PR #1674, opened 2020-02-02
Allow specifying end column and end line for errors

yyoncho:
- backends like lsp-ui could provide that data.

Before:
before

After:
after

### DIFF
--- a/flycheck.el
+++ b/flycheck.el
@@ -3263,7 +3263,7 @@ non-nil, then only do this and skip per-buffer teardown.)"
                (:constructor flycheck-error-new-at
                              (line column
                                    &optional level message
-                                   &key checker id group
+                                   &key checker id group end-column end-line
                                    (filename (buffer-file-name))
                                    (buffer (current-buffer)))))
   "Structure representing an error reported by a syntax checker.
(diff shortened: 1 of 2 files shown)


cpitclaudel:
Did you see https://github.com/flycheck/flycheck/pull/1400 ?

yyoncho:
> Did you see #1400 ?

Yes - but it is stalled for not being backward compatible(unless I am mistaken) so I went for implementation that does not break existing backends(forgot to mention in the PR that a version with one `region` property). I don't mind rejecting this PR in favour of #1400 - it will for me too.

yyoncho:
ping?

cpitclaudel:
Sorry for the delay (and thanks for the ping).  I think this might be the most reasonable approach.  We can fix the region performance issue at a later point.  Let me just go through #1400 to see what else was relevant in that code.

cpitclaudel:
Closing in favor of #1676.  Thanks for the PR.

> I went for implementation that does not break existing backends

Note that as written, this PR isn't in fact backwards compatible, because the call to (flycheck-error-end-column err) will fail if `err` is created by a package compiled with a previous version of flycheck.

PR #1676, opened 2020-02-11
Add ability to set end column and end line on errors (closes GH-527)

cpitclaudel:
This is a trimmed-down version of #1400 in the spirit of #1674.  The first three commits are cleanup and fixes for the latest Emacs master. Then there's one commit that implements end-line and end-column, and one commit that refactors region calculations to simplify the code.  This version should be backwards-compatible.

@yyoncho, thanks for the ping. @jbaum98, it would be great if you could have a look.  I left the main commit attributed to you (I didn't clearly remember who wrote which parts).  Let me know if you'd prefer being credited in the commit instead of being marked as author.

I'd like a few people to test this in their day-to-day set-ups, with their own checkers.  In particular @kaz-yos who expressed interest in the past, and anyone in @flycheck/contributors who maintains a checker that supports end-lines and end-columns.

------------------------

Only one span of lines is wanted: the line with "marked as author." and every line after it to the end of the entries, output exactly.

### RESULT FOR THIS TASK
@yyoncho, thanks for the ping. @jbaum98, it would be great if you could have a look.  I left the main commit attributed to you (I didn't clearly remember who wrote which parts).  Let me know if you'd prefer being credited in the commit instead of being marked as author.

I'd like a few people to test this in their day-to-day set-ups, with their own checkers.  In particular @kaz-yos who expressed interest in the past, and anyone in @flycheck/contributors who maintains a checker that supports end-lines and end-columns.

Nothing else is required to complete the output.